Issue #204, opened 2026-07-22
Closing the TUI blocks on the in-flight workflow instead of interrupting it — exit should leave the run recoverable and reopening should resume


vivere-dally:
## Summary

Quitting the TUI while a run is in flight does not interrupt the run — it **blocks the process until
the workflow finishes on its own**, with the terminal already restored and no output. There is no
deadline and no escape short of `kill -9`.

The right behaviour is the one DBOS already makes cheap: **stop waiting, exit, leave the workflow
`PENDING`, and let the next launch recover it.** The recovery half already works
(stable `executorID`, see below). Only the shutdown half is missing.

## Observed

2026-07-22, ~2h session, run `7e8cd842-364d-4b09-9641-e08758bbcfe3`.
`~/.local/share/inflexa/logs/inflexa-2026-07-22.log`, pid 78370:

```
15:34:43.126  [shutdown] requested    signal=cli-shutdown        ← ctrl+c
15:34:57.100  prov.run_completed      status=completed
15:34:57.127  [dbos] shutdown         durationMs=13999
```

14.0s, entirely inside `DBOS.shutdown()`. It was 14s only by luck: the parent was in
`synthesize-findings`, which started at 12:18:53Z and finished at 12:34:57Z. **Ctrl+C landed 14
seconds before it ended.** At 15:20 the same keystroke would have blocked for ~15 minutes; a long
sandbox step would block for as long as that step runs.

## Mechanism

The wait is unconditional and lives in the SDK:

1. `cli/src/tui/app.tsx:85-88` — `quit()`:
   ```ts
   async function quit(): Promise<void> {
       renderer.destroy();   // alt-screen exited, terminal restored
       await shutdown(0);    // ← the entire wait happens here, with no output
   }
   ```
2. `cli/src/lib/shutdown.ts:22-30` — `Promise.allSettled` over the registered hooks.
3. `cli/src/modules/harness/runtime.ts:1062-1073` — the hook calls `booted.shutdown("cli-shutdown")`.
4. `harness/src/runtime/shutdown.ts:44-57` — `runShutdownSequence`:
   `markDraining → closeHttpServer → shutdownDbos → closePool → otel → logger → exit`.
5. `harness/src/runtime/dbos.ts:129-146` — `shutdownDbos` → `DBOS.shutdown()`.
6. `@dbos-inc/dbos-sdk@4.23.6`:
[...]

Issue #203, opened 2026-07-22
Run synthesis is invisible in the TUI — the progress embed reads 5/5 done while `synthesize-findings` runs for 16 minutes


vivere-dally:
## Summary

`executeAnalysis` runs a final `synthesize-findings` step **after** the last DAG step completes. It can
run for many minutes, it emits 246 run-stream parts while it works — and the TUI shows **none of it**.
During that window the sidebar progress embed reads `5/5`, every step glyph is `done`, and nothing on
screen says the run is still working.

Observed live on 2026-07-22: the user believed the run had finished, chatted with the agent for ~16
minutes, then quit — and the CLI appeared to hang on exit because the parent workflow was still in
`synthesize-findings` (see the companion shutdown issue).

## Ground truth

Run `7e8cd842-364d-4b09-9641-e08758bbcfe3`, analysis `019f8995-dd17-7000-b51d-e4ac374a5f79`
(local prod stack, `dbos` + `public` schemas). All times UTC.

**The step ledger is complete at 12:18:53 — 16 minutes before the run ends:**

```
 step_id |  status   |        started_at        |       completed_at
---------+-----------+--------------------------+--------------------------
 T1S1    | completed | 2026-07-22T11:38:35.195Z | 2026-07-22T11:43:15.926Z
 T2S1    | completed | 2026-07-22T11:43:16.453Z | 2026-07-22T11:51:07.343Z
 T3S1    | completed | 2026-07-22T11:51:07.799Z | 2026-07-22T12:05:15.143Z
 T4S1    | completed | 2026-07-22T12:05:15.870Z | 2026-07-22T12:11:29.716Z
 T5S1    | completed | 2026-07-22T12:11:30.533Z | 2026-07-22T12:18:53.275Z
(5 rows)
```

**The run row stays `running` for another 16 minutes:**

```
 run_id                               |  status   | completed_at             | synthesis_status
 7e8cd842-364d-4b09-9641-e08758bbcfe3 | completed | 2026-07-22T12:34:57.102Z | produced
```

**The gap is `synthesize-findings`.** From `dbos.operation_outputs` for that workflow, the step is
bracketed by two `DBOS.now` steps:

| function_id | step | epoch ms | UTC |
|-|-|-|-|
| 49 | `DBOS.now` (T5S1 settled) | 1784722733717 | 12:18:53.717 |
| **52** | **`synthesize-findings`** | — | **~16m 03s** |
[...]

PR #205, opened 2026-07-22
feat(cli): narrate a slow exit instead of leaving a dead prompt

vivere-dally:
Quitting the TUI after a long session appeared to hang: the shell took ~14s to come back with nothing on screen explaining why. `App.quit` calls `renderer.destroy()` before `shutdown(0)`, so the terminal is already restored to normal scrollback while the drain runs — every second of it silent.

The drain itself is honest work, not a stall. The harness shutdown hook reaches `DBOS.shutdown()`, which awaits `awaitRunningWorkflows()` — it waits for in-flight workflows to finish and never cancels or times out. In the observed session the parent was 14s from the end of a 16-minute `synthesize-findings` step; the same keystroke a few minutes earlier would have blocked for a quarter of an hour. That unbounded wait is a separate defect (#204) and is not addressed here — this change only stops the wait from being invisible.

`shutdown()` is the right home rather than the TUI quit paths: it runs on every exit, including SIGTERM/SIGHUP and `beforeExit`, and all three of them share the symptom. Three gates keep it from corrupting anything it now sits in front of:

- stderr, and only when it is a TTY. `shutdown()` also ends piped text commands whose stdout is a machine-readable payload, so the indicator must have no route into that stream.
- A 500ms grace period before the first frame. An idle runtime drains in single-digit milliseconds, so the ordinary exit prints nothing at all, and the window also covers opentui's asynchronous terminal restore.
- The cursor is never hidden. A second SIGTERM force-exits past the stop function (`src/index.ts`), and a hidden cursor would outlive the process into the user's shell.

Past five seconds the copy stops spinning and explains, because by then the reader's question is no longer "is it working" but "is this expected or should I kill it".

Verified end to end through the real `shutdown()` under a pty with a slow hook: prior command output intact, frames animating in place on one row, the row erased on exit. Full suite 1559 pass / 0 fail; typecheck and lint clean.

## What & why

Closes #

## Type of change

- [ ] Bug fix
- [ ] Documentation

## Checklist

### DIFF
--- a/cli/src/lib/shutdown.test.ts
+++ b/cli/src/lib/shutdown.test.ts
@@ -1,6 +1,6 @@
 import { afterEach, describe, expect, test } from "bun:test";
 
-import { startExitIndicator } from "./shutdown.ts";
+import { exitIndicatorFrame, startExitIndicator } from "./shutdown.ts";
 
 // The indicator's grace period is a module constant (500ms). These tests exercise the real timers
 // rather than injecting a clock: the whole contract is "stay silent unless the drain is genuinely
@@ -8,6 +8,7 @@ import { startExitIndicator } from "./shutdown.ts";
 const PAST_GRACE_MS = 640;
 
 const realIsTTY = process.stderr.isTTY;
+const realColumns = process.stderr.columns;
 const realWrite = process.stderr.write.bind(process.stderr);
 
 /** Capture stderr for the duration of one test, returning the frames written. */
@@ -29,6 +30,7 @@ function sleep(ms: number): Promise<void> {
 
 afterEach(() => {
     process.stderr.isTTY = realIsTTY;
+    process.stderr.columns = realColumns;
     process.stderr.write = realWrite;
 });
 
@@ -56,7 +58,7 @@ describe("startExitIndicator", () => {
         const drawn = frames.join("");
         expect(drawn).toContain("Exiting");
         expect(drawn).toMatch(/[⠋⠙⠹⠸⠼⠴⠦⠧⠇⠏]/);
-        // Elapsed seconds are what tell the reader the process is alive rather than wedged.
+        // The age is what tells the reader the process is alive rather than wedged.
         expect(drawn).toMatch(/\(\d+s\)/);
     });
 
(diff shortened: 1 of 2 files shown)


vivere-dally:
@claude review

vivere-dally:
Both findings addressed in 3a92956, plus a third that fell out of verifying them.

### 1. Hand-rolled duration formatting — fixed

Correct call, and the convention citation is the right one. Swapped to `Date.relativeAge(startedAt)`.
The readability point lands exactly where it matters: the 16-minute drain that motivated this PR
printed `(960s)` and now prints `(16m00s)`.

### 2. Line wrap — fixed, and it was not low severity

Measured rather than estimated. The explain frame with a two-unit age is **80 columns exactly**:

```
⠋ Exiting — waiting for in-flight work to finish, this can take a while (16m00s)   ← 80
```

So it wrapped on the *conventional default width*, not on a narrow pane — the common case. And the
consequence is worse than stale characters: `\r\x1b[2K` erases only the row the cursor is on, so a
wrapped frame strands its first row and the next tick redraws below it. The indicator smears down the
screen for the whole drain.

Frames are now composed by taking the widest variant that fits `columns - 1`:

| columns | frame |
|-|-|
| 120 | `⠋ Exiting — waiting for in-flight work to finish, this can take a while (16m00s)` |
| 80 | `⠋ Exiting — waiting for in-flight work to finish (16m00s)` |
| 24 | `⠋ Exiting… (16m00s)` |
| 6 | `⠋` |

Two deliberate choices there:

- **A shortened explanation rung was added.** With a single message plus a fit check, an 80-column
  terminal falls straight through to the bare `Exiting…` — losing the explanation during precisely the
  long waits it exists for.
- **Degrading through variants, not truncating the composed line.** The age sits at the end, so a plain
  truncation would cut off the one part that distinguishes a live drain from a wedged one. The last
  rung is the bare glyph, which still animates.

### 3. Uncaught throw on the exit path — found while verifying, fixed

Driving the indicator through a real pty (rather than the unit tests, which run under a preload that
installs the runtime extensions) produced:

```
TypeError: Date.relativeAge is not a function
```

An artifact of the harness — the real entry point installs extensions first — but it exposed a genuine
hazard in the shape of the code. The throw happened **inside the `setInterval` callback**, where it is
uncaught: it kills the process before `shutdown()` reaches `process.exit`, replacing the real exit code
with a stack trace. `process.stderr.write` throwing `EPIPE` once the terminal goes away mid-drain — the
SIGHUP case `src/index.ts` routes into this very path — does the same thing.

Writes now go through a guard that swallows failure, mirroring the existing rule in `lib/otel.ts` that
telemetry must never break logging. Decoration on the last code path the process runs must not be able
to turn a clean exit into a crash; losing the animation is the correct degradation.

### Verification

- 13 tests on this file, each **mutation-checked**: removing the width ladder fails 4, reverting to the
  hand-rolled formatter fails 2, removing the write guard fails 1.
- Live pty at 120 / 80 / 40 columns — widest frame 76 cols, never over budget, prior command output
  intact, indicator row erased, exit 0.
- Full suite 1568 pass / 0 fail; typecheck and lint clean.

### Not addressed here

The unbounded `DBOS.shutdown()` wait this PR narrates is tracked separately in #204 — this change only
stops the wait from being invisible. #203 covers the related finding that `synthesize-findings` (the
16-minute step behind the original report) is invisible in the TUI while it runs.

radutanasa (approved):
● ● ● ●
Task statement:
Looking at the records above, how many lines include "calls"? Please give the number and nothing more.

Written solution:
2